### GOAL OF THE EXERCISE
Find and copy each line of the records where the string "True" shows up.

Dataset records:
PR #758, opened 2023-02-02
Infinite Tracing Compression

lrafeei:
This PR has GZIP compression implemented for Infinite Tracing

### DIFF
--- a/newrelic/core/agent_streaming.py
+++ b/newrelic/core/agent_streaming.py
@@ -15,8 +15,6 @@
 import logging
 import threading
 
-from newrelic.core.config import global_settings_dump
-
 try:
     import grpc
 
@@ -59,8 +57,7 @@ class StreamingRpc(object):
         self.notify = self.condition()
         self.record_metric = record_metric
         self.closed = False
-        if compression is None:
-            compression = global_settings_dump()["infinite_tracing.compression"]
+        # If this is not set, None is still a falsy value.
         self.compression_setting = grpc.Compression.Gzip if compression else grpc.Compression.NoCompression
 
         self.create_channel()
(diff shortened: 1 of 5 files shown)


newrelic/core/agent_streaming.py
```diff
@@ -44,7 +44,7 @@ class StreamingRpc(object):
     )
     OPTIONS = [("grpc.enable_retries", 0)]
 
-    def __init__(self, endpoint, stream_buffer, metadata, record_metric, ssl=True):
+    def __init__(self, endpoint, stream_buffer, metadata, record_metric, ssl=True, compression=True):
```
TimPansino, line 47: Let's default the StreamingRPC to False, let the agent settings handle the default value for actual applications. This way testing behavior doesn't change when manually creating and testing the StreamingRPC.

TimPansino (changes requested):
Let's add a test for this to check that the correct flag is set on the grpc channel object when pulled from the settings, and let's add a test that asserts the spans are sent and deserialized correctly with compression.

To do the first one, the tests in `test_infinite_tracing` that use `override_generic_settings` could be used as a guide. Connect to the data collector, pull the rpc off the application's active session, and pull the channel off the RPC to check the compression attribute (that I assume it has).

To do the second one, how about we parametrize the `test_rpc_serialization_and_deserialization` test from my PR (#759) with compression set to True and False, and apply the flag to the StreamingRpc that's manually created in it. That way it'll be tested with batching enabled and disabled and properly deserialized.

newrelic/core/agent_streaming.py
lrafeei: I can do that--Any thoughts on setting it to `None` instead and then using `global_settings_dump()` to set the value if nothing has been passed in?

TimPansino (approved):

### PROBLEM SOLUTION
-    def __init__(self, endpoint, stream_buffer, metadata, record_metric, ssl=True):
+    def __init__(self, endpoint, stream_buffer, metadata, record_metric, ssl=True, compression=True):
To do the second one, how about we parametrize the `test_rpc_serialization_and_deserialization` test from my PR (#759) with compression set to True and False, and apply the flag to the StreamingRpc that's manually created in it. That way it'll be tested with batching enabled and disabled and properly deserialized.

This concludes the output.